2026 PLANADVISER Retirement Plan Adviser of the Year
Closing the Coverage Gap — MEPs/PEPs

Kevin Price

Advisor, Insight Financial Solutions, a GRP member firm

FINALIST

Business at a Glance

Total DC retirement plan assets under advisement $669M
Median plan size (assets) $16M
Number of plans advised 44
Total participants served 8,800
Primary client segment (micro/small/mid/large, nonprofit, public, etc.) We work in the micro to mid-market, generally, serving clients with 10 to 500 employees. Our clients are mostly small to midsize businesses and local nonprofits.
Firm structure (independent / RIA / broker-dealer / bank / insurance / part of larger advisory; if applicable, name parent) Independent, affiliated with GRP and LPL Financial
Geographic footprint (local, regional, national, multi-national) We operate between Denver and Salt Lake City with most of the plans we service in our local area of Western Colorado.

PLANADVISER: How has your retirement plan practice evolved over the past three to five years? What strategic decisions most changed your growth trajectory or client impact?

Price: Over the past several years, our retirement plan practice has become more intentional, structured and process‑driven. We invested in a repeatable service model for plan sponsors and a more disciplined participant engagement model, ensuring employers receive consistent fiduciary support, while employees benefit from practical education and personalized, one-to-one guidance.

We also strengthened our governance framework by clarifying roles, documenting decisions and standardizing reporting so that committees can run efficient meetings and demonstrate a prudent process. The biggest driver of client impact has been turning “best practices” into an operating system with clear agendas; data that lead to decisions; and follow‑through on participant‑facing actions between meetings.


PLANADVISER: What differentiates your team in a crowded advisory marketplace today?

Price: Our team stands out because we deliver a hands‑on operational partnership and meaningful participant support in a way small and mid‑market plan sponsors rarely experience. We translate complex fiduciary and investment issues into concise, sponsor‑ready insights that drive faster, more confident decisions.

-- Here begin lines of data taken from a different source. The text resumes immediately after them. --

PR #1178, opened 2016-09-27
move inquirer to deploy

vjeffrey:
this will unblock us. at the moment, we're failing out all 1.9.3 tests on appveyor and travis

### DIFF
--- a/.travis.yml
+++ b/.travis.yml
@@ -7,7 +7,7 @@ cache: bundler
 dist: trusty
 services:
 - docker
-bundler_args: "--without integration tools maintenance"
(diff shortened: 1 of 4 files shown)


vjeffrey:
i'm not actually certain what we were using inquirer for (in tasks/www.rb) ...I don't see any references to it outside of that first require statement. I didn't feel comfortable yanking it out, since I'm unsure about that, but I did comment it out at the moment, so that we can move forward in our pipeline

arlimus (approved):
Thank you for loosening the binding here @vjeffrey !

PR #1180, opened 2016-09-27
include control section in instructions

vjeffrey:
noticed we managed to leave out the controls part...

### DIFF
--- a/www/tutorial/app/app.component.ts
+++ b/www/tutorial/app/app.component.ts
@@ -70,7 +70,7 @@ export class AppComponent implements OnInit {
   // called when tutorial commands need to be displayed
   updateInstructions(step?) {
     // if step is given, we calculate the new index
-    let totalSteps = this.instructionsArray.length - 1;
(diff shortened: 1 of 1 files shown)


vjeffrey:
um, also, i had merged a change for the site earlier, and some changes to the main website hadn't been updated yet, so i just did the whole build to gh pages thing. confirmed all was working and good.....kinda maybe did it from this branch to get this fix in too i'm sorry i know that was prob not best form but i felt silly waiting sorrrryyyyyyy :) :) :)

www/tutorial/app/app.component.ts
```diff
@@ -73,7 +73,7 @@ export class AppComponent implements OnInit {
     let totalSteps = this.instructionsArray.length - 1;
```
chris-rock: may it makes sense to just change it to `let totalSteps = this.instructionsArray.length`?

vjeffrey: yup! just pushed up a change to that. :) nice catch!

Additionally, we operate as an extension of our clients’ internal teams to assist with managing workflows, coordinating with recordkeepers and proactively identifying risks and cost‑saving opportunities before they surface. In parallel, we provide personalized, one-to-one guidance to participants, helping them navigate retirement readiness, savings strategies and investment decisions with clarity and confidence.

We also provide every plan with a custom retirement plan resource portal (Venrollment) that serves as a central hub for plan-related information, educational content, key forms and contacts, benefit details and tools participants use to take action. This resource allows employees to quickly find answers and stay engaged with their retirement plan benefit.


PLANADVISER: Why should advisers play a leadership role in expanding retirement coverage through MEPs and PEPs? What is at stake for employers and workers?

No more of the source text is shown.